Les inondations soudaines sont la principale préoccupation dans les zones urbaines de la Floride Panhandle, de l’Alabama, du Mississippi et de la Louisiane. Le demi-cercle est d’un cyclone tropical de l’hémisphère Nord transporte généralement les pluies les plus fortes, et le lent mouvement de Bertha aggrave le risque en maintenant les bandes convectives sur les mêmes zones pendant des heures.

La tempête devrait faiblir pour devenir une dépression tropicale d’ici jeudi et pourrait se dissiper d’ici la fin de la semaine à mesure qu’elle s’approchera de la côte du Texas.
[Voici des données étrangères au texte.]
PR #23, opened 2018-02-06
Changing log level from error to info in case of jar file doesn't con…

nit23uec:
…tains jcr_root

@trivial
cc @tripodsan

### DIFF
--- a/vault-core/src/main/java/org/apache/jackrabbit/vault/packaging/registry/impl/JcrPackageRegistry.java
+++ b/vault-core/src/main/java/org/apache/jackrabbit/vault/packaging/registry/impl/JcrPackageRegistry.java
@@ -414,7 +414,7 @@ public class JcrPackageRegistry implements PackageRegistry {
 
         if (archive.getJcrRoot() == null) {
             String msg = "Stream is not a content package. Missing 'jcr_root'.";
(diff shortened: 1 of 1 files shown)


tripodsan:
can you give a reason why this change is good? as a user of the API, I would expect the appropriate error message shown if I upload a wrong package.

please open a jira ticket, if you still think this change is required.

nit23uec:
@tripodsan the jar file could contain some native components as well (c/c++ components compiled for specific platforms and in this case, they would not be OSGI bundles). They are meant to be processes using c custom resource transformer rather than a PackageTransformer which call jackrabbit layer. Also, the PackageTransformer gives info in the logs rather than the error which seems to be inconsistent with the jackrabbit layer logging.

nit23uec:
created https://issues.apache.org/jira/browse/JCRVLT-267

tripodsan:
this comment is not related to this apache project. please keep the communication channels clear.

From the point of this API, the package manager doesn't know about PackageTransformer, or potentially uploaded OSGi bundles. All it knows is, that it receives a stream that is not a package and therefore logs an error.

nit23uec:
Thanks for the guidance @tripodsan . I'm closing this PR.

Mais ce résultat dépend de la trajectoire exacte et de l’interaction avec un creux barométrique d’altitude qui devrait s’approcher par l’ouest, des détails qui ne deviendront clairs que quelques heures avant leur réalisation.

Les perspectives au-delà de Bertha

Les épisodes El Niño ont tendance à s’intensifier pendant l’automne, ce qui signifie que les mois de pointe de la saison des ouragans (août à octobre) pourraient voir une suppression encore plus forte de la formation des tempêtes. Mais la saison 2026 a déjà fait son point : une prévision saisonnière inférieure à la moyenne n’est pas une garantie de sécurité, et la marge d’erreur en matière de préparation est exactement la même que la saison compte 8 ou 18 tempêtes.